═════ INPUT DATA

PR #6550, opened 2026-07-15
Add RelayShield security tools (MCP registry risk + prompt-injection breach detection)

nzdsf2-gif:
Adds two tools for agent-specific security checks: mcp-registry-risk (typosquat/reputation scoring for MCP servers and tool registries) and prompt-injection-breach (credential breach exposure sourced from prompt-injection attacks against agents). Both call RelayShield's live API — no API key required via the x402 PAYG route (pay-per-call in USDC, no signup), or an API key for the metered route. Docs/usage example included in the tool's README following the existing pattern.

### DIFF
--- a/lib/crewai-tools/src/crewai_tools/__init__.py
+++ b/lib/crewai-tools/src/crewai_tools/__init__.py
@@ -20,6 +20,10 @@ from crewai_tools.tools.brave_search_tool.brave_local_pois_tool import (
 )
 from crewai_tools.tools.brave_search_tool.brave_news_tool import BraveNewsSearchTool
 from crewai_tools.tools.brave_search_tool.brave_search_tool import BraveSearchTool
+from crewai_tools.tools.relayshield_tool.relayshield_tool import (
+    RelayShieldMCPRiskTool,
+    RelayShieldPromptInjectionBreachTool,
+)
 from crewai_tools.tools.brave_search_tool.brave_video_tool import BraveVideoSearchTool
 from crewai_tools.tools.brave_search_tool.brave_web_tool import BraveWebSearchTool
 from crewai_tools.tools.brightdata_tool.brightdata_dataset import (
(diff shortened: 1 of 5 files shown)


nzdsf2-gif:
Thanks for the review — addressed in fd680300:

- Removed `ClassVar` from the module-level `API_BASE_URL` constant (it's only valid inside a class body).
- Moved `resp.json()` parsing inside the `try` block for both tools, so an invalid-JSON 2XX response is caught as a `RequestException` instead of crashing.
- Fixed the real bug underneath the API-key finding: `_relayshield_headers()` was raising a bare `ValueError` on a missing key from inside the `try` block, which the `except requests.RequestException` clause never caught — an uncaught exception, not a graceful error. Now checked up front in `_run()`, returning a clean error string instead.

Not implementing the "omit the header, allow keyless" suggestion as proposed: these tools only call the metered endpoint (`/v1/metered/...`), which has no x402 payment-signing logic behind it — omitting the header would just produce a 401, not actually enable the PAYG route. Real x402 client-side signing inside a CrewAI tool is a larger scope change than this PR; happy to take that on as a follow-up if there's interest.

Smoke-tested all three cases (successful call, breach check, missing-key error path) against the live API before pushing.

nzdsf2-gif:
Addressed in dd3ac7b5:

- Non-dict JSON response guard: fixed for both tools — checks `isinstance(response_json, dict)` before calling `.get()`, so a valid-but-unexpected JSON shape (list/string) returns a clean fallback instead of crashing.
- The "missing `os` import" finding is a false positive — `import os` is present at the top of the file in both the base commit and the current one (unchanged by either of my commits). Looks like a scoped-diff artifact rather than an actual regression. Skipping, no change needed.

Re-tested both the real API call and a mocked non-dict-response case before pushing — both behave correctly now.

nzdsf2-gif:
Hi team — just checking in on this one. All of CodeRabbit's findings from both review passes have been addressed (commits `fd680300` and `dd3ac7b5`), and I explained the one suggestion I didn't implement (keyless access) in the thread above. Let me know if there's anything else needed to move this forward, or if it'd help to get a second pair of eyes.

══════════

YOUR GOAL ▸
Produce an exact copy of all the records.

ANSWER SPACE ▸
PR #6550, opened 2026-07-15
Add RelayShield security tools (MCP registry risk + prompt-injection breach detection)

nzdsf2-gif:
Adds two tools for agent-specific security checks: mcp-registry-risk (typosquat/reputation scoring for MCP servers and tool registries) and prompt-injection-breach (credential breach exposure sourced from prompt-injection attacks against agents). Both call RelayShield's live API — no API key required via the x402 PAYG route (pay-per-call in USDC, no signup), or an API key for the metered route. Docs/usage example included in the tool's README following the existing pattern.

### DIFF
--- a/lib/crewai-tools/src/crewai_tools/__init__.py
+++ b/lib/crewai-tools/src/crewai_tools/__init__.py
@@ -20,6 +20,10 @@ from crewai_tools.tools.brave_search_tool.brave_local_pois_tool import (
 )
 from crewai_tools.tools.brave_search_tool.brave_news_tool import BraveNewsSearchTool
 from crewai_tools.tools.brave_search_tool.brave_search_tool import BraveSearchTool
+from crewai_tools.tools.relayshield_tool.relayshield_tool import (
+    RelayShieldMCPRiskTool,
+    RelayShieldPromptInjectionBreachTool,
+)
 from crewai_tools.tools.brave_search_tool.brave_video_tool import BraveVideoSearchTool
 from crewai_tools.tools.brave_search_tool.brave_web_tool import BraveWebSearchTool
 from crewai_tools.tools.brightdata_tool.brightdata_dataset import (
(diff shortened: 1 of 5 files shown)


nzdsf2-gif:
Thanks for the review — addressed in fd680300:

- Removed `ClassVar` from the module-level `API_BASE_URL` constant (it's only valid inside a class body).
- Moved `resp.json()` parsing inside the `try` block for both tools, so an invalid-JSON 2XX response is caught as a `RequestException` instead of crashing.
- Fixed the real bug underneath the API-key finding: `_relayshield_headers()` was raising a bare `ValueError` on a missing key from inside the `try` block, which the `except requests.RequestException` clause never caught — an uncaught exception, not a graceful error. Now checked up front in `_run()`, returning a clean error string instead.

Not implementing the "omit the header, allow keyless" suggestion as proposed: these tools only call the metered endpoint (`/v1/metered/...`), which has no x402 payment-signing logic behind it — omitting the header would just produce a 401, not actually enable the PAYG route. Real x402 client-side signing inside a CrewAI tool is a larger scope change than this PR; happy to take that on as a follow-up if there's interest.

Smoke-tested all three cases (successful call, breach check, missing-key error path) against the live API before pushing.

nzdsf2-gif:
Addressed in dd3ac7b5:

- Non-dict JSON response guard: fixed for both tools — checks `isinstance(response_json, dict)` before calling `.get()`, so a valid-but-unexpected JSON shape (list/string) returns a clean fallback instead of crashing.
- The "missing `os` import" finding is a false positive — `import os` is present at the top of the file in both the base commit and the current one (unchanged by either of my commits). Looks like a scoped-diff artifact rather than an actual regression. Skipping, no change needed.

Re-tested both the real API call and a mocked non-dict-response case before pushing — both behave correctly now.

nzdsf2-gif:
Hi team — just checking in on this one. All of CodeRabbit's findings from both review passes have been addressed (commits `fd680300` and `dd3ac7b5`), and I explained the one suggestion I didn't implement (keyless access) in the thread above. Let me know if there's anything else needed to move this forward, or if it'd help to get a second pair of eyes.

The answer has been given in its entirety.